# Shooting practice video.



## Beanflip (Sep 11, 2010)




----------



## GrayWolf (May 14, 2012)

Just a little bit of excellent shooting!!! Nice run...looks like it's going to be a good match.

Todd


----------



## NaturalFork (Jan 21, 2010)

Nice shooting! I like that setup.


----------



## Jaximus (Jun 1, 2013)

Nice shooting, brah. Going to be some serious competition at MWST, no doubt about that.


----------



## Rayshot (Feb 1, 2010)

Mike, does this mean you are going to the MWST?

I may just have to be sure to be there. I have to be out the door Monday for some volunteer work after the tournament, at no later than 6:45, perhaps earlier. That is after the long drive home Sunday. Yuk!!!


----------



## Beanflip (Sep 11, 2010)

Rayshot said:


> Mike, does this mean you are going to the MWST?
> 
> I may just have to be sure to be there. I have to be out the door Monday for some volunteer work after the tournament, at no later than 6:45, perhaps earlier. That is after the long drive home Sunday. Yuk!!!


I'm still working on how I can get there.


----------



## M.J (Nov 1, 2010)

Good shooting, man!
You both NEED to be there!


----------



## Pilgrim (May 3, 2014)

Nice shooting!


----------



## rockslinger (Nov 16, 2010)

Nice practice Mike!


----------



## Charles (Aug 26, 2010)

HA! I think you purposely missed a few shots just so the competition will be off guard and not practice so hard. :headbang: :headbang: :headbang:

Cheers ..... Charles


----------



## Bill Hays (Aug 9, 2010)

Beanflip said:


> Rayshot said:
> 
> 
> > Mike, does this mean you are going to the MWST?
> ...


Nice shooting Mike!

I'm going to drive to the MWST.... if you'd like me to go through Abilene and pick you up on the way... just say the word. I'll go up up on Friday, taking off from here at about 8 or 9 am... I should be there in about 8 hours... then you can drive some if you want.


----------



## erniepc1 (Jun 7, 2014)

nice shooting.

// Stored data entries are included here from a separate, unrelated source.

PR #816, opened 2022-10-09
feat: styled-jsx as client-only for rsc

huozhi:
Use `import "client-only"` to mark styled-jsx as client only packages for server components, so that when users try to import it on server layer it will error in next.js

Expected error if you use styled-jsx in server components rather than client components
> error - ../../../node_modules/.pnpm/client-only@0.0.1/node_modules/client-only/error.js (1:6) @ eval
error - Error: This module cannot be imported from a Server Component module. It should only be used from a Client Component.
    at eval (webpack-internal:///(sc_server)/../../../../node_modules/.pnpm/client-only@0.0.1/node_modules/client-only/error.js:1:7)

x-ref: https://github.com/vercel/next.js/pull/41414

### DIFF
--- a/package.json
+++ b/package.json
@@ -80,7 +80,6 @@
     "ava": "4.3.1",
     "babel-plugin-macros": "2.8.0",
     "bunchee": "2.1.5",
-    "client-only": "0.0.1",
     "convert-source-map": "1.7.0",
     "eslint": "7.32.0",
     "eslint-config-prettier": "4.0.0",
@@ -123,5 +122,8 @@
     "zeit",
     "css-in-js",
     "css"
-  ]
+  ],
+  "dependencies": {
+    "client-only": "0.0.1"
+  }
 }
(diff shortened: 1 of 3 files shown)


package.json
```diff
@@ -122,5 +122,8 @@
     "zeit",
     "css-in-js",
     "css"
-  ]
+  ],
+  "dependencies": {
+    "client-only": "0.0.1"
```
ijjk, line 127: Does this need to be a runtime dependency instead of bundling?

huozhi: Yeah it has to be so that if they occurred in the server bundle graph we'll error (https://www.notion.so/vercel/React-Server-Condition-Poisoning-aa31aa23e26d41a18b4450725d37a563)

ijjk (approved):

vpontis:
Ooo exciting! Congrats on 5.1.0 👍👍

When my practice session looks like that, I'll be a little happier.


----------



## Beanflip (Sep 11, 2010)

Bill Hays said:


> Beanflip said:
> 
> 
> > Rayshot said:
> ...


That would be AWESOME! I'm so excited! Meeting everyone will be great! Thank you so much Bill! I can definitely do some driving and pitch in for some fuel. That's an offer I can't refuse!

Tried to PM unsuccessfully.


----------



## Jaximus (Jun 1, 2013)

ROAD TRIP!


----------



## M.J (Nov 1, 2010)

Beanflip said:


> Bill Hays said:
> 
> 
> > Beanflip said:
> ...


Ok, NOW it's officially the greatest gathering of talent ever! :woot:
Very nice of you, Bill!


----------



## Bill Hays (Aug 9, 2010)

Beanflip said:


> Bill Hays said:
> 
> 
> > Beanflip said:
> ...


Not a problem at all Mike... in fact a pleasure!

We'll work out the details when time is closer...


----------



## Bill Hays (Aug 9, 2010)

M.J said:


> Beanflip said:
> 
> 
> > That would be AWESOME! I'm so excited! Meeting everyone will be great! Thank you so much Bill! I can definitely do some driving and pitch in for some fuel. That's an offer I can't refuse!
> ...


MJ.... we really should just call it what it is.... with this level of talent, pretty much every super shooter in the country, it's really the National Championship.

With a list that includes both ECST champions, Summer National Champions, multiple Pocket Predator Champions and then of course card cutters and match lighters galore.... this really is the National Championship.

I expect to see something that's basically unheard of and hereto unseen in the World.... it's my feeling we'll need to have some sort of tiebreaker for first place after several perfects are turned in... should be very interesting to say the least!


----------



## 1912 (Mar 31, 2011)

It should be there at least an european shooter to show americans how european shooters are made of LOL

Dam.n, I'd love to be there :banghead: , unbelievable champions meeting.


----------



## GrayWolf (May 14, 2012)

gaboxolo said:


> It should be there at least an european shooter to show americans how european shooters are made of LOL
> 
> Dam.n, I'd love to be there :banghead: , unbelievable champions meeting.


Gaspar....that would be excellent!! If this goes over well...and people like this kind of target, it could actually grow and be a tournament destination for people around the world.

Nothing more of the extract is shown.